Cryer was born in Leeds in 1935, and started his career as a variety performer while appearing in a university revue.

He began writing for Irish performer Danny La Rue after a move to London. One evening at a nightclub performance, Cryer was spotted by presenter Sir David Frost, who suggested they work together.

The pair went on to collaborate on several shows including The Frost Report, Frost Over England and Frost On Sunday.

'Hugely missed'

Cryer's early TV appearances were bolstered by a string of panel shows, with his comic timing entertaining audiences on That's Showbusiness, Blankety Blank and What's My Line.

He continued to be the go-to writer for many high-profile comedians, including Mike Yarwood, Sir Billy Connolly, Bob Hope, Bobby Davro, Jasper Carrott, Stanley Baxter, Dick Emery, Frankie Howerd and Les Dawson.
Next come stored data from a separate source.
PR #1192, opened 2016-02-27
Decompose Compiler into compiling composition of unit spec

kanitw:
## Spec

- Add interface for
   - `UnitSpec` (Purely unit spec), 
   - `ExtendedUnitSpec` (Unit spec plus `row` and `column` channels), 
   - `FacetSpec` – all of them extend `BaseSpec` class.
- As we are merging this into `master`, currently the JSON schema produces `ExtendedUnitSpec`.  
- In our composition branch, we should change this to the `type Spec = ExtendedUnitSpec | FacetSpec`.   However, the TS schema converter doesn't work with `type` syntax.  

## Model

We now have two types of models: `UnitModel` and `FacetModel`, which both extends the base `Model` class.  (Obviously, we will add `LayerModel` and `ConcatModel` soon.)

## Compilation
- Compilation is now done in 4 steps:
  1. **Normalization** – Convert extended unit spec into a compositon of unit specs (normalized form) (Decompose all extended unit specs into composition of unit spec.)
  2. **Instantiate the model** with default properties
  3. **Parse** each part of the model to produce *components* that will be assembled later.  We traverse the tree to compile once for each type of components (e.g., data, layout, mark, scale).  Please see inside model.compile() for order for compilation.
  4. **Assemble** a Vega Spec from the parsed components in 3.


domoritz:
Decompose instead of Decompile?

src/compile/axis.ts
```diff
@@ -157,10 +159,6 @@ export function orient(model: Model, channel: Channel) {
   } else if (channel === COLUMN) {
     // FIXME test and decide
     return AxisOrient.TOP;
-  } else if (channel === ROW) {
```
kanitw: Note: Rule involves both Y and ROW -- moved to FacetModel's `_initConfig()`

src/compile/axis.ts
```diff
@@ -250,8 +251,6 @@ export namespace properties {
       // auto rotate for X and Row
       if (channel === X && (isDimension(fieldDef) || fieldDef.type === TEMPORAL)) {
         labelsSpec.angle = {value: 270};
-      } else if (channel === ROW && model.has(X)) {
```
kanitw: Note: Rule involves both X and COLUMN -- moved to FacetModel's `_initConfig()`

src/compile/data.ts
```diff
@@ -23,79 +23,228 @@ const DEFAULT_NULL_FILTERS = {
 };
 
 /**
- * Create Vega's data array from a given model.
+ * Composable component instance of a model's data.
+ */
+export interface DataComponent {
```
kanitw: Signature for each member of DataComponent might get revised more as we continue implementing composition.

src/compile/data.ts
```diff
@@ -23,79 +23,228 @@ const DEFAULT_NULL_FILTERS = {
...
+  dimensions: StringSet;
+
+  /** dictionary mapping field name to string set of aggregate ops */
+  measures: Dict<StringSet>;
+}
+
+// TODO: split this file into multiple files and remove this linter flag
+/* tslint:disable:no-use-before-declare */
+
+export function compileUnitData(model: UnitModel): DataComponent {
```
kanitw: Note: I'm not using for loop for `compileUnitData` and `compileFacetData` here like in axis/scale/legend so that we can ensure type check.

kanitw:
@domoritz   Now working for all 1.0 examples!  Ready for review + walkthrough.

kanitw:
- [ ] `compile` => `parse`

domoritz:
The enum at the root should work https://github.com/YousefED/typescript-json-schema/pull/32

package.json
```diff
@@ -32,7 +32,7 @@
     "start": "npm run watch & browser-sync start --server --files 'vega-lite.js' --index 'test-gallery.html'",
     "poststart": "rm examples/all-examples.json",
     "schema": "typescript-json-schema --required true src/spec.ts Spec > vega-lite-schema.json",
-    "presite": "tsc && npm run build && bower install && npm run data",
```
domoritz: Why?

PR #1194, opened 2016-02-28
Correct type for stacked bar horizontal order example

ZeningQu:
I was reading the docs and thought the `type` of `yield sum` should be `quantitative` instead of `nominal` in the `stacked bar horizontal order` example.


domoritz:
Good catch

BBC director general Tim Davie said in a statement: "If you heard or saw a great sketch, there was always a good chance Barry was behind it.

"He worked with every major showbiz legend because everyone wanted to work with him. Barry will be hugely missed by his many friends at the BBC and the wider public."

Image caption,
Cryer appeared on TV comedy shows including Blankety Blank and What's My Line

Alongside his comedy achievements, Cryer bizarrely also had a surprise number one hit to his name. Novelty song Purple People Eater was popular upon its release in 1958, but a cover version by Cryer achieved sudden success in the Nordic countries and reached number one in Finland.

Cryer was made an OBE in 2001 and received a lifetime achievement award in 2018 for his comedy career from the British Music Hall Society.

Cryer said in 1998: "I haven't had a career, just a series of incidents. I've been dogged by good luck all my life."

Last month, he launched a podcast with son Bob, titled Now, Where Were We?, which had featured guests including Stephen Fry, Danny Baker and Miriam Margolyes.

Image source, PA Media
Image caption,
Cryer was made an OBE by the Queen at Buckingham Palace in 2001

Cryer died at Northwick Park hospital in Harrow on Tuesday afternoon.

A funeral for close family and friends will take place in the coming weeks, Bob Cryer said, adding that a memorial service will also be scheduled for a later date.